** WORK ORDER **
Which lines in the records below contain the word "debug"? Report each of them.
** Opening THE DATA block **
PR #4013, opened 2024-07-02
Convexify AMR data

WeiqunZhang:
Add a function that "convexifies" AMR data by removing cells that are covered by fine levels from coarse level MultiFabs. This could be useful for visualization.

### DIFF
--- a/Src/Base/AMReX_MultiFabUtil.H
+++ b/Src/Base/AMReX_MultiFabUtil.H
@@ -410,7 +410,7 @@ namespace amrex
      * MultiFabs have no ghost cells. For nodal data, the nodes on the
      * coarse/fine interface exist on both levels.
      */
-    Vector<MultiFab> convexify (Vector<MultiFab const*> const& mf,
+    [[nodiscard]] Vector<MultiFab> convexify (Vector<MultiFab const*> const& mf,
                                 Vector<IntVect> const& refinement_ratio);
 }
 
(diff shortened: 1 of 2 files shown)


Src/Base/AMReX_MultiFabUtil.H
```diff
@@ -398,6 +398,20 @@ namespace amrex
...
+     *
+     * This function "convexifies" the AMR data by removing cells that are
+     * covered by fine levels from coarse level MultiFabs. This could be
+     * useful for visualization. The returned MultiFabs on coarse levels
+     * have different BoxArrays from the original BoxArrays. For the finest
+     * level, the data is simply copied to the returned object. The returned
+     * MultiFabs have no ghost cells. For nodal data, the nodes on the
+     * coarse/fine interface exist on both levels.
+     */
+    Vector<MultiFab> convexify (Vector<MultiFab const*> const& mf,
```
WeiqunZhang:
```suggestion
    [[nodiscard]] Vector<MultiFab> convexify (Vector<MultiFab const*> const& mf,
```

asalmgren:
Does "removes cells" really mean "removes boxes"?

I can't see how you would remove individual cells and still have a boxarray of what's left.

WeiqunZhang:
Right, they are not isolated cells. The cells belong to boxes. But those boxes might not be the original boxes in the boxarray.

asalmgren (approved):

WeiqunZhang:
Some AMReX users are using some visualization tools that need the shapes of "leaf" boxes to be convex. In AMReX, the coarse level Boxes might have a hole in the middle if we take out the region covered by fine. That was the motivation.

PR #3988, opened 2024-06-17
convert IndexType to IndexTypeND

AlexanderSinn:
## Summary

Similar to #3969 but for IndexType.

## Additional background

A maximum of 31 dimensions are supported so that (1u << dim) can fit into an unsigned int.

## Checklist

The proposed changes:
- [ ] fix a bug or incorrect behavior in AMReX
- [x] add new capabilities to AMReX
- [ ] changes answers in the test suite to more than roundoff level
- [ ] are likely to significantly affect the results of downstream AMReX users
- [ ] include documentation in the code and/or rst files, if appropriate

PR #4016, opened 2024-07-03
Convert Box to BoxND

AlexanderSinn:
## Summary

Similar to #3969 and #3988 but for Box.

## Additional background

It should be checked that the changes to BoxIndexer do not affect the compiled GPU code.
In my testing, it gives the same performance as development. 

Example usage:
```C++
amrex::BoxND b1{amrex::IntVectND{1,2,3}, amrex::IntVectND{4,5,6}, amrex::IntVectND{1,0,1}};
// ((1,2,3) (4,5,6) (1,0,1))
auto b2 = amrex::BoxCat(b1, b1, b1);
// ((1,2,3,1,2,3,1,2,3) (4,5,6,4,5,6,4,5,6) (1,0,1,1,0,1,1,0,1))
auto [b3, b4, b5, b6, b7] = amrex::BoxSplit<1, 4, 2, 1, 1>(b2);
// ((1) (4) (1))((2,3,1,2) (5,6,4,5) (0,1,1,0))((3,1) (6,4) (1,1))((2) (5) (0))((3) (6) (1))
auto b8 = amrex::BoxResize<2>(b4);
// ((2,3) (5,6) (0,1))
auto b9 = amrex::BoxResize<5>(b8);
// ((2,3,0,0,0) (5,6,0,0,0) (0,1,0,0,0))
```

## Checklist

The proposed changes:


AlexanderSinn:
I added `IntVectND::dim3(int fill_extra)` to make it easier to implement BoxND functions such as end and length. It looks like pyamrex needs an overload_cast for dim3() now.

PR: https://github.com/AMReX-Codes/pyamrex/pull/345

ax3l:
https://github.com/AMReX-Codes/pyamrex/pull/345 merged - thanks!

Src/Base/AMReX_Box.H
```diff
@@ -205,180 +191,215 @@ public:
...
-    * \brief Returns the number of points contained in the Box.
+    * \brief Returns the number of points contained in the BoxND.
     */
     [[nodiscard]] AMREX_GPU_HOST_DEVICE
     Long numPts () const noexcept {
-        return ok() ? AMREX_D_TERM( static_cast<Long>(length(0)),
-                                   *static_cast<Long>(length(1)),
-                                   *static_cast<Long>(length(2)))
-                    : Long(0);
+        AMREX_IF_ON_HOST((checkOverflow();))
```
WeiqunZhang, line 348: Could we put this inside `ifdef AMREX_DEBUG`? I don't think we need to check for overflow here for non-debug builds, given it's very unlikely overflow could happen here.

AlexanderSinn: I also added `defined(AMREX_USE_ASSERTION)` as for me debug mode is often too slow to use.

Src/Base/AMReX_Box.H
```diff
@@ -1565,225 +1653,323 @@ Box adjCell (const Box& b, Orientation face, int len=1) noexcept
...
-#elif (AMREX_SPACEDIM == 3)
-    return Box(IntVect(amrex::max(b1.smallend[0], b2.smallend[0]),
-                       amrex::max(b1.smallend[1], b2.smallend[1]),
-                       amrex::max(b1.smallend[2], b2.smallend[2])),
-               IntVect(amrex::min(b1.bigend  [0], b2.bigend  [0]),
-                       amrex::min(b1.bigend  [1], b2.bigend  [1]),
-                       amrex::min(b1.bigend  [2], b2.bigend  [2])),
-               typ);
-#endif
+BoxND<dim> minBox (BoxND<dim> const& b1, BoxND<dim> const& b2, IndexTypeND<dim> typ) noexcept
```
WeiqunZhang: Let's remove this function. I don't think it's being used anywhere now. The name of this function is very misleading. So to avoid confusion, let's just remove it.

WeiqunZhang:
LGTM. I will do one more pass tomorrow.

Src/Base/AMReX_Box.H
AlexanderSinn: All minBox functions or just that one?

WeiqunZhang: Just this one. This one has different behavior from others. It was added by me 5 years ago. I made a mistake in naming.

WeiqunZhang (approved):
** Closing THE DATA block **
** SOLUTION FOR THIS PROBLEM **
WeiqunZhang, line 348: Could we put this inside `ifdef AMREX_DEBUG`? I don't think we need to check for overflow here for non-debug builds, given it's very unlikely overflow could happen here.
AlexanderSinn: I also added `defined(AMREX_USE_ASSERTION)` as for me debug mode is often too slow to use.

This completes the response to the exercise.